# Exercise directions
Nothing should be left out. Give all the data again exactly as written.

--- Exercise data Enclosed Below ---

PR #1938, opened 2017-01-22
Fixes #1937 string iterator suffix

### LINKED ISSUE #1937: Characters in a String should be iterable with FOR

--- End of Enclosed Exercise data ---

# Answer section
PR #1938, opened 2017-01-22
Fixes #1937 string iterator suffix

### LINKED ISSUE #1937: Characters in a String should be iterable with FOR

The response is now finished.